Stored items
PR #12398, opened 2026-06-24
feat(BA-6581): wire IdleCheckerRepository into idle-check reconciler source

seedspirit:
## Summary
- Add `IdleCheckerRepository` (DB source + result types) that fetches, per reconciler tick, the RUNNING sessions and the scope-bound idle checkers applicable to each, and wire it through orchestration DI + the reconciler stage factory so `IdleCheckSource` returns real data instead of a placeholder.
- Model the checker spec as a single `IdleCheckerSpec` (`type` discriminator + optional per-kind sub-specs `session_lifetime` / `network` / `utilization`) stored in `idle_checkers.spec` JSONB via `PydanticColumn`; a `model_validator` enforces the matching sub-spec. Each spec declares its `target_session_types`.
- Move the spec + `CheckerType` out of the ORM layer to `common/data/idle_checker/types.py` (pure Pydantic); `ScopeType` / `ScopeRef` stay in `manager/data`.
- Batch read (bindings are few, sessions many): read bindings first, then select candidate sessions with one `(scope_id = ? AND session_type IN <checker targets>)` term per binding — using the new `sessions.resource_group_id` / `domain_id` columns, no joins — and attach the matching checkers per session in memory.

No DB migration: `idle_checkers` is unreleased and the JSONB column is unchanged.

## Notes
- `repositories/conftest.py` eagerly registers all models so mapper configuration is independent of Pants test sharding.

## Test plan
- [x] `pants fmt / fix / lint / check / test` on changed targets (full `--changed-since` green)
- [x] Repository tests cover scope-binding resolution and per-checker session-type filtering

Resolves BA-6581


src/ai/backend/common/data/idle_checker/types.py
```diff
@@ -0,0 +1,52 @@
...
+    UTILIZATION = "utilization"
+
+
+class SessionLifetimeSpec(BackendAISchema):
+    """Config for ``CheckerType.SESSION_LIFETIME``.
+
+    Concrete fields (e.g. max lifetime) land with the checker-logic stories.
+    """
+
+    type: Literal[CheckerType.SESSION_LIFETIME] = CheckerType.SESSION_LIFETIME
```
HyeockJinKim: Why is "Literal" used here?

src/ai/backend/manager/repositories/idle_checker/db_source/db_source.py
```diff
@@ -0,0 +1,142 @@
...
+                SessionRow.id.label("session_id"),
+                SessionRow.created_at.label("session_created_at"),
+                SessionRow.starts_at.label("session_starts_at"),
+                ScalingGroupRow.id.label("resource_group_id"),
+                SessionRow.group_id.label("project_id"),
+                DomainRow.id.label("domain_id"),
+            )
+            .select_from(SessionRow)
+            .join(DomainRow, SessionRow.domain_name == DomainRow.name)
+            .join(ScalingGroupRow, SessionRow.scaling_group_name == ScalingGroupRow.name)
```
HyeockJinKim: Is there a reason to use a JOIN like this?

src/ai/backend/manager/repositories/idle_checker/db_source/db_source.py
```diff
@@ -0,0 +1,142 @@
...
+
+        async with self._db.begin_readonly_session() as db_sess:
+            binding_rows = (await db_sess.execute(binding_query)).fetchall()
+            if not binding_rows:
+                return IdleCheckSnapshot(
+                    session_views_by_id={},
+                    bindings_by_scope={},
+                    checkers_by_id={},
+                )
+            session_rows = (await db_sess.execute(session_query)).fetchall()
```
HyeockJinKim: Please also consider whether it might be better to use a batch query here.

src/ai/backend/manager/sokovan/idle_check/types.py
```diff
@@ -40,12 +41,12 @@ class IdleCheckTargetStatuses(BaseReconcilerTargetStatuses):
...
 @dataclass
 class IdleCheckReconcileInfo(BaseReconcilerInfo):
-    session_ids: Sequence[SessionId]
+    snapshot: IdleCheckSnapshot
     current_time: datetime
 
     @override
     def entity_ids(self) -> Sequence[UUID]:
-        return self.session_ids
+        return list(self.snapshot.session_views_by_id.keys())
```
HyeockJinKim: We're doing batch processing, and while I'm not sure if it would be best to manage this part using a dictionary, I think it would be a good idea to consider the storage structure.

src/ai/backend/manager/repositories/idle_checker/types.py
```diff
@@ -0,0 +1,45 @@
...
+class IdleCheckSnapshot:
+    """Normalized idle-check source data.
+
+    Session views carry their applicable scopes, scopes reference their checker bindings, and
+    checker specs are loaded once by id.
+    """
+
+    session_views_by_id: Mapping[SessionId, IdleCheckSessionView]
+    bindings_by_scope: Mapping[ScopeRef, Sequence[IdleCheckerBindingRef]]
+    checkers_by_id: Mapping[IdleCheckerID, IdleCheckerRef]
```
HyeockJinKim: Please review whether all of these maps are necessary.

src/ai/backend/manager/repositories/idle_checker/db_source/db_source.py
seedspirit: This is to look up the ID in Scope. Since the current session row only contains the domain name and resource group name, a join is required to determine their IDs.

src/ai/backend/manager/repositories/idle_checker/db_source/db_source.py
seedspirit: I am currently retrieving all bindings and session rows at once, without using N+1. Are you suggesting I use a batch querier?

src/ai/backend/manager/repositories/idle_checker/types.py
seedspirit: Although I had previously included various types of maps for the convenience of external I/O, I’ve since changed this because I believe that responsibility lies with the handler or idle checker, not with the repository and source that use this data class.

src/ai/backend/manager/data/idle_checker/types.py
```diff
@@ -1,11 +1,33 @@
...
+    scope_id: uuid.UUID
+
+
+@dataclass(frozen=True)
+class IdleCheckSession:
+    """Session fields needed to evaluate idle checkers."""
+
+    session_id: SessionId
+    created_at: datetime
+    starts_at: datetime | None
```
jopemachine, line 15: Nit: started_at

jopemachine: Although using the past tense would be more consistent, if it's already named starts_at, please leave it as is.

src/ai/backend/manager/repositories/idle_checker/types.py
jopemachine, line 1: If possible, I don't want to comment on naming, but wasn't it the convention to use the Data suffix for these data pattern types?

Is there a reason for omitting the Data suffix here?

I think it would be clearer if the type's purpose could be identified from its name alone.

jopemachine (dismissed):

src/ai/backend/manager/data/idle_checker/types.py
seedspirit: Since it was set to "starts_at" in the session row, I adjusted it accordingly.

src/ai/backend/manager/repositories/idle_checker/db_source/db_source.py
```diff
@@ -0,0 +1,145 @@
...
+            .select_from(SessionRow)
+            .join(DomainRow, SessionRow.domain_name == DomainRow.name)
+            .join(ScalingGroupRow, SessionRow.scaling_group_name == ScalingGroupRow.name)
+            .where(
+                sa.and_(
+                    # The caller (idle-check stage) owns which statuses are idle-check targets;
+                    # today that is RUNNING only. Kept as a parameter so the policy stays in the
+                    # stage's target_statuses rather than baked into this read.
+                    SessionRow.status.in_(session_statuses),
+                    SessionRow.session_type != SessionTypes.INFERENCE,
```
fregataa: This condition (session_type) also can be a reconcile target

fregataa (dismissed):

src/ai/backend/manager/sokovan/stages/idle_check.py
```diff
@@ -36,7 +40,13 @@ def build_idle_check_stage() -> ReconcilerStageRegistration:
...
         kind=IdleCheckKind.SESSION,
         target_statuses=IdleCheckTargetStatuses(
-            session_statuses=frozenset({SessionStatus.RUNNING})
+            session_statuses=frozenset({SessionStatus.RUNNING}),
+            # Inference sessions follow the deployment/routing lifecycle, not idle termination.
+            session_types=frozenset({
+                SessionTypes.INTERACTIVE,
+                SessionTypes.BATCH,
+                SessionTypes.SYSTEM,
+            }),
```
HyeockJinKim: Why is the system session targeted?

fregataa (dismissed):

src/ai/backend/manager/repositories/idle_checker/db_source/db_source.py
```diff
@@ -0,0 +1,143 @@
...
+                        IdleCheckerBindingRow.scope_type == ScopeType.PROJECT.value,
+                        IdleCheckerBindingRow.scope_id == SessionRow.group_id,
+                    ),
+                    sa.and_(
+                        IdleCheckerBindingRow.scope_type == ScopeType.DOMAIN.value,
+                        IdleCheckerBindingRow.scope_id == SessionRow.domain_id,
+                    ),
+                ),
+            )
+        )
```
HyeockJinKim: I'm a little disappointed with the query binding part—wouldn't it make more sense to query based on IdleChecker or the session?

src/ai/backend/manager/repositories/idle_checker/db_source/db_source.py
```diff
@@ -0,0 +1,175 @@
...
+                IdleCheckerRow.spec,  # typed: PydanticColumn loads it to an IdleCheckerSpec
+            )
+            .join(IdleCheckerRow, IdleCheckerBindingRow.idle_checker_id == IdleCheckerRow.id)
+            .where(IdleCheckerBindingRow.enabled == sa.true())
+            .order_by(
+                IdleCheckerBindingRow.scope_type,
+                IdleCheckerBindingRow.scope_id,
+                IdleCheckerBindingRow.created_at,
+                IdleCheckerBindingRow.idle_checker_id,
+            )
```
HyeockJinKim: Is there a specific reason why "order_by" has to be included this way?

src/ai/backend/manager/repositories/idle_checker/db_source/db_source.py
```diff
@@ -0,0 +1,175 @@
...
+        )
+
+        querier = BatchQuerier(pagination=NoPagination())
+        async with self._ops.read_ops() as r:
+            binding_rows = (await r.batch_query_in_global(binding_query, querier)).rows
```
HyeockJinKim: It feels really unnatural to put the entire query in the `select` clause and leave the `Querier` empty.

src/ai/backend/manager/repositories/idle_checker/db_source/db_source.py
```diff
@@ -0,0 +1,175 @@
...
+                .where(
+                    sa.and_(
+                        SessionRow.status.in_(session_statuses),
+                        sa.or_(*candidate_conditions),
+                    )
+                )
+                .order_by(SessionRow.created_at, SessionRow.id)
+            )
+            session_rows: list[_CandidateSession] = []
+            for row in (await r.batch_query_in_global(session_query, querier)).rows:
```
HyeockJinKim: It's the same here, too.

src/ai/backend/manager/repositories/idle_checker/db_source/db_source.py
```diff
@@ -0,0 +1,175 @@
...
+class _CandidateSession:
+    """Typed view of one session_query row (fields follow the SELECT order)."""
+
+    id: SessionId
+    created_at: datetime
+    starts_at: datetime | None
+    session_type: SessionTypes
+    resource_group_id: ResourceGroupID
+    group_id: UUID
+    domain_id: DomainID
```
HyeockJinKim: I do wonder if a dataclass is really necessary just for internal values. Also, I'm not sure if reading this value from a row based on name mapping is a good constraint.

src/ai/backend/manager/repositories/idle_checker/db_source/db_source.py
```diff
@@ -0,0 +1,175 @@
...
+
+class IdleCheckerDBSource:
+    _ops: DBOpsProvider
+
+    def __init__(self, ops_provider: DBOpsProvider) -> None:
+        self._ops = ops_provider
+
+    async def fetch_idle_check_batch(
+        self,
+        session_statuses: Collection[SessionStatus],
```
HyeockJinKim: It seems like the right way to do this is through a query.

HyeockJinKim (changes requested):

src/ai/backend/manager/repositories/idle_checker/repository.py
```diff
@@ -0,0 +1,86 @@
...
+            idle_check_candidates.append((bound_checker.scope, target_session_types))
+
+        session_querier = BatchQuerier(
+            pagination=NoPagination(),
+            conditions=[
+                SessionConditions.by_statuses(session_statuses),
+                SessionConditions.by_idle_check_candidates(idle_check_candidates),
+            ],
+        )
+        candidate_sessions = await self._db_source.fetch_candidate_sessions(session_querier)
```
seedspirit, line 65: I wonder it's okay to fetch sessions in another transaction

src/ai/backend/common/data/idle_checker/types.py
```diff
@@ -0,0 +1,76 @@
...
+
+    ``type`` selects which sub-config is valid; exactly one sub-config field must
+    be present for the chosen type (validated below). Stored via ``PydanticColumn``.
+    """
+
+    type: CheckerType = Field(description="Idle checker kind; selects the sub-config.")
+    target_session_types: frozenset[SessionTypes] = Field(
+        default=frozenset({SessionTypes.INTERACTIVE, SessionTypes.BATCH}),
+        description="Session types this checker applies to; other types are skipped.",
+    )
```
HyeockJinKim: Since these fields are different in nature, wouldn't it be better to manage them separately?

src/ai/backend/manager/data/idle_checker/types.py
```diff
@@ -1,11 +1,33 @@
...
+    PROJECT = "project"
+    DOMAIN = "domain"
+
+
+@dataclass(frozen=True)
+class ScopeRef:
+    """A concrete scope a binding targets (UUID-identified)."""
+
+    scope_type: ScopeType
+    scope_id: uuid.UUID
```
HyeockJinKim: ScopeID

src/ai/backend/manager/data/idle_checker/types.py
```diff
@@ -1,11 +1,33 @@
...
-    SESSION_LIFETIME = "session_lifetime"
-    NETWORK_TIMEOUT = "network_timeout"
-    UTILIZATION = "utilization"
+class ScopeType(enum.StrEnum):
+    """Scope a binding attaches a checker to. Declared most- to least-specific."""
+
+    RESOURCE_GROUP = "resource_group"
+    PROJECT = "project"
+    DOMAIN = "domain"
+
```
HyeockJinKim: It seems like a very bad idea to have a separate scope type with the same name.

src/ai/backend/manager/repositories/idle_checker/repository.py
fregataa: Can we do this in a single transaction?

fregataa (commented):
I lost context of a reason why Idle checker spec changed from an abc to a plain data. There is no abc anymore?

src/ai/backend/manager/repositories/idle_checker/repository.py
seedspirit: Before the change, this was handled within a single transaction, but it seems difficult to implement this pattern using a querier. The querier would need to be created in the repository layer and passed to the DB source, but doing so would result in separate transactions.

HyeockJinKim (approved):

> _WHAT YOU NEED TO DO_
Could you copy every line in the records that holds "ScopeType"?

> _TASK RESULT_
- Move the spec + `CheckerType` out of the ORM layer to `common/data/idle_checker/types.py` (pure Pydantic); `ScopeType` / `ScopeRef` stay in `manager/data`.
+                        IdleCheckerBindingRow.scope_type == ScopeType.PROJECT.value,
+                        IdleCheckerBindingRow.scope_type == ScopeType.DOMAIN.value,
+    scope_type: ScopeType
+class ScopeType(enum.StrEnum):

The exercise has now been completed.